- _EXERCISE DETAILS_
Scan the data for "between" and copy the lines it appears in.

Top of DATA SHOWN

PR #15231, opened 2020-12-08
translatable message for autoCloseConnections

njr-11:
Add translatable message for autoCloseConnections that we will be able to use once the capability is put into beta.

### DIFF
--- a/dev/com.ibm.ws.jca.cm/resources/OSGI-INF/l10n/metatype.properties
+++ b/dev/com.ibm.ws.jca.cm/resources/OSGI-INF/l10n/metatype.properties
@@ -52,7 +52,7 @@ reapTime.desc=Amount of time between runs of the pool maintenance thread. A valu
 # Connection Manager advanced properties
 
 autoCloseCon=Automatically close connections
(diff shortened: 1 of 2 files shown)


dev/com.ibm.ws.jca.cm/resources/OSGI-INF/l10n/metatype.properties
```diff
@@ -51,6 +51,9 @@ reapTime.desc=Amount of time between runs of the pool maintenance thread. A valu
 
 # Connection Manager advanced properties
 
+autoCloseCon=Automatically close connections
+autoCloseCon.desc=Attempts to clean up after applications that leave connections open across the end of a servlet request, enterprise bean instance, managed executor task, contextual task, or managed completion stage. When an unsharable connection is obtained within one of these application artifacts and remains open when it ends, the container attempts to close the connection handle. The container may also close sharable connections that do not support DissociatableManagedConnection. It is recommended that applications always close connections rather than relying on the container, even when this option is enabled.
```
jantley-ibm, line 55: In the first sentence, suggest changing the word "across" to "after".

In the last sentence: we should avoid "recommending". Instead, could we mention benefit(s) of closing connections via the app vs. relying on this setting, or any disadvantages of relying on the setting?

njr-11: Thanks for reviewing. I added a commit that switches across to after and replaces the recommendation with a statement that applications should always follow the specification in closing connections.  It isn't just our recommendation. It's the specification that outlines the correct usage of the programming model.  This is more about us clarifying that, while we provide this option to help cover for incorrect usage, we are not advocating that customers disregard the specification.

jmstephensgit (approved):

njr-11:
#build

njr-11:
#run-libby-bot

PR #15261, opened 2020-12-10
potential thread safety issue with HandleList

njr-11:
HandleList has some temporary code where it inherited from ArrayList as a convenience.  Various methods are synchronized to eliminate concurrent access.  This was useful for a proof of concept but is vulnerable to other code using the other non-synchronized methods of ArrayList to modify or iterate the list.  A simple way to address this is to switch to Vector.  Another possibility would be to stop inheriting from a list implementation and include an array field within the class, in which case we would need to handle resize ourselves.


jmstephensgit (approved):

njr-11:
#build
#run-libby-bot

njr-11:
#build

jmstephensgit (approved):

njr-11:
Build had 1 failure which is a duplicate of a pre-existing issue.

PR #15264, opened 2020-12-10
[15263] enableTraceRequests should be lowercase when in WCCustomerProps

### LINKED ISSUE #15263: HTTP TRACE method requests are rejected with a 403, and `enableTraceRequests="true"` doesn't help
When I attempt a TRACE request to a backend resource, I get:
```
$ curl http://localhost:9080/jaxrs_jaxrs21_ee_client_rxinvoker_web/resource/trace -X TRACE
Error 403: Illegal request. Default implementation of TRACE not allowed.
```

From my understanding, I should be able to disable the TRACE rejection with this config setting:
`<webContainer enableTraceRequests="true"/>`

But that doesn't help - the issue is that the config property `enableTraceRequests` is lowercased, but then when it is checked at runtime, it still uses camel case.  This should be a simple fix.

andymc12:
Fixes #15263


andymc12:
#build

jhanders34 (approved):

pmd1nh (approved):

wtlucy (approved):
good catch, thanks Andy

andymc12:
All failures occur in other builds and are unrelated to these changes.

Bottom of DATA SHOWN

- _TASK RESULT_
@@ -52,7 +52,7 @@ reapTime.desc=Amount of time between runs of the pool maintenance thread. A valu
@@ -51,6 +51,9 @@ reapTime.desc=Amount of time between runs of the pool maintenance thread. A valu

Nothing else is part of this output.